◆ Problem details: Repeat the records below exactly as they appear.

----

PR #1332, opened 2017-06-27
Handled Summary steps

HeahDude:


src/Form/SummaryType.php
```diff
@@ -4,22 +4,24 @@
...
 
 class SummaryType extends AbstractType
 {
-    const STEP_SYNTHESIS = 'synthèse';
+    const STEP_SYNTHESIS = 'synthesis';
     const STEP_MISSION_WISHES = 'missions';
     const STEP_MOTIVATION = 'motivation';
-    const STEP_SKILLS = 'compétences';
-    const STEP_INTERESTS = 'centre d\'intérêts';
+    const STEP_SKILLS = 'competences';
```
tgalopin: skills

src/Form/SummaryType.php
```diff
@@ -97,20 +99,30 @@ public function buildForm(FormBuilderInterface $builder, array $options)
                 ;
                 break;
         }
+
+        $builder->add('submit', SubmitType::class, ['label' => 'Enregistrer']);
```
tgalopin: not sure it's useful to add the submit here

src/Form/SummaryType.php
illusionOfParadise: Will be changed in my PR to have less conflicts

src/Form/SummaryType.php
HeahDude: It's easiest this way, and this is where it belongs IMO.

----

◆ Answer to this exercise:
PR #1332, opened 2017-06-27
Handled Summary steps

HeahDude:


src/Form/SummaryType.php
```diff
@@ -4,22 +4,24 @@
...
 
 class SummaryType extends AbstractType
 {
-    const STEP_SYNTHESIS = 'synthèse';
+    const STEP_SYNTHESIS = 'synthesis';
     const STEP_MISSION_WISHES = 'missions';
     const STEP_MOTIVATION = 'motivation';
-    const STEP_SKILLS = 'compétences';
-    const STEP_INTERESTS = 'centre d\'intérêts';
+    const STEP_SKILLS = 'competences';
```
tgalopin: skills

src/Form/SummaryType.php
```diff
@@ -97,20 +99,30 @@ public function buildForm(FormBuilderInterface $builder, array $options)
                 ;
                 break;
         }
+
+        $builder->add('submit', SubmitType::class, ['label' => 'Enregistrer']);
```
tgalopin: not sure it's useful to add the submit here

src/Form/SummaryType.php
illusionOfParadise: Will be changed in my PR to have less conflicts

src/Form/SummaryType.php
HeahDude: It's easiest this way, and this is where it belongs IMO.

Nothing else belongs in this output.